A DPO alone does not protect the company from breaches nor from penalties.
Instead, it is whether a company has operationalised data protection and is able to demonstrate accountability.Luis Alberto Montezuma & Qian Li Loke, IAPP
In this, the fifth of a series of linked articles about Data Protection Officers (DPOs) under the General Data Protection Regulation (GDPR), we discuss how an organisation can implement and maintain a privacy compliance programme when it is not required to appoint a DPO and chooses not to do so voluntarily.
It is important to note, however, that irrespective of whether a DPO is appointed, the maximum financial penalties for breaching the GDPR are the same across the board:
Higher amount – up to €20 million (or sterling equivalent), or 4% global annual turnover of the preceding financial year, whichever is higher. These relate to more serious violations of the GDPR principles, to an individuals rights or transfers of data to third countries.
Standard amount – up to €10 million (or sterling equivalent), or 2% global annual turnover of the preceding financial year, whichever is higher. These involve a violation of the requirements placed on controllers and processors, which include the duties relating to the DPO.
In either case, the reputational damage created by misuse of data can be even more costly.
Complying with the GDPR and the Data Protection Act 2018 (DPA18) is no small measure. In reality, the DPO operates as the central hub from which to disseminate data protection related strategy, communication, or training throughout the organisation. And because the DPO is independent and protected from sanctions for performing their duties, the organisation can be confident that data protection compliance is achieved. This is providing they appoint the right person, of course, and that they act upon any recommendations, advice and guidance being offered.

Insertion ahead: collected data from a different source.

PR #539, opened 2025-09-14
Custom Weapons

Shourn:


module/helpers/tables/weapons-table-renderer.mjs
```diff
@@ -4,27 +4,58 @@ import { CommonColumns } from './common-columns.mjs';
 import { systemTemplatePath } from '../system-utils.mjs';
 import { FU } from '../config.mjs';
 
+const weaponTypes = new Set(['weapon', 'customWeapon']);
```
Azurelol, line 7: Seems this could be defined statically elsewhere to re-use.

module/sheets/item-sheet.mjs
```diff
@@ -243,6 +243,21 @@ export class FUItemSheet extends api.HandlebarsApplicationMixin(sheets.ItemSheet
...
+	}
+
+	disableElement(element) {
+		element.classList.add('disabled');
+		if (element instanceof HTMLInputElement || element instanceof HTMLTextAreaElement) {
+			element.readOnly = true;
+		} else {
+			element.disabled = true;
+		}
+		element.parentElement.dataset.tooltip = game.i18n.localize('FU.DisabledByActiveEffect');
```
Azurelol, line 260: Perhaps move to the foundry utils class?

module/sheets/item-sheet.mjs
```diff
@@ -488,12 +503,12 @@ export class FUItemSheet extends api.HandlebarsApplicationMixin(sheets.ItemSheet
...
+		const data = super._prepareSubmitData(event, form, formData, updateData);
 		// Prevent submitting overridden values
-		const overrides = foundry.utils.flattenObject(this.item.overrides);
-		for (let k of Object.keys(overrides)) {
-			delete data[k];
+
+		for (let k of Object.keys(foundry.utils.flattenObject(this.item.overrides))) {
+			foundry.utils.deleteProperty(data, k);
 		}
 		return data;
```
Azurelol, line 513: What is this change about? (Not that I am against it or anything)

system.json
```diff
@@ -294,85 +294,88 @@
...
-				"htmlFields": ["biography.value", "biography.gm"]
+				"htmlFields": ["description"]
 			},
 			"party": {
-				"htmlFields": ["biography.value", "biography.gm"]
+				"htmlFields": ["description"]
 			},
 			"stash": {
-				"htmlFields": ["biography.value", "biography.gm"]
+				"htmlFields": ["description"]
```
Azurelol, line 306: Whoops. When I migrated to the newer config style I forgot all along to change this from the template.

module/sheets/item-sheet.mjs
Shourn: This basically fixes something that was broken by the AppV2 migration.
What it does and the intent has not changed, but the name of the base method changed from AppV1 to AppV2.
This functionality basically replicates what the ActorSheet does by default, namely cleaning fields that get overridden by active effects from the submit data.
Without this the modified value would get written to the database leading to a compounding problem as we have seen recently with the rest function.
Since Foundry does not assume that ActiveEffects get applied to items the ItemSheet baseclass lacks this functionality.

module/sheets/item-sheet.mjs
Shourn: I like it to be here in the sheet.
I think it aids discoverability if the functionality is near where it is supposed to be used.

module/helpers/tables/weapons-table-renderer.mjs
Shourn: That would make this class more brittle and harder to change.
I know this particular constant exists twice right now, but that is because the context is very different.
Here it defines which item types should be shown in the table, in `choose-weapon-dialog.mjs` it defines what the dialog should consider a "weapon".
There's a difference in semantics there and forcing a unified constant might cause one or the other to break if a new value were to be added to the set without prior thought.

module/sheets/item-sheet.mjs
Azurelol: I do not think discoverability is an issue here, but I won't press since this behavior is not needed elsewhere.

module/helpers/tables/weapons-table-renderer.mjs
Azurelol: I do not think there would be more weapon types anywhere in the future, right? Though it's a small matter.

Shourn: It's an unlikely scenario, but if we ever decide to "ditch" the idea of "class features" and elevate them to proper item types it's highly likely that the dialog will consider "weapon modules" as weapons while it might make sense to group all module types including weapon modules into a table.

For companies, charities, and exempt public bodies who do not have a DPO in place, GDPR compliance must be carefully planned and executed. This article lays out how to meet your data protection responsibilities without a DPO and the pitfalls to avoid when putting systems in place.
Key facts for meeting GDPR compliance without a DPO
- In situations where there is no mandatory requirement to appoint a DPO, choosing not to appoint a DPO voluntarily is nevertheless acceptable, despite the DPO Guidelines recommendations to the contrary. Maintain an accurate record of the decision-making process identifying how a DPO is not required, and revisit the issue regularly to ensure that your circumstances do not change.
- Remember, it is always the organisation that is accountable for GDPR compliance. Even without a DPO, companies, charities, and exempt public bodies are still obliged to satisfy all the GDPR requirements, along with any related regulations and national privacy laws. Not doing so will risk severe sanctions.
- Assign somebody with the responsibility to implement and maintain a data protection programme. A key part of their role will involve record keeping and ensuring policies and procedures are regularly updated and followed.
- To achieve compliance, follow each of the GDPR Principles and ensure that lawful conditions to process personal data are always met. Uphold the remaining rights of the data subjects involving overseas transfers and ensure all processing of personal data complies with the requirements of privacy by design and default. Make sure to implement all physical or technological security measures required within the GDPR.
- Take note. when reporting a data breach under the GDPR, the 72 hours clock starts ticking the moment you become aware of the breach.
- If you take your GDPR responsibilities seriously and implement reasonable measures to protect personal data, then the ICO will recognise your efforts. Treat cybersecurity as a boardroom issue, demonstrate transparency and accountability for your customer data and should the worst happen the ICO will not usually have an issue.
- Meeting GDPR compliance obligations not only results in customer confidence, it also assures investors and lenders that your organisation is professional and well-organised.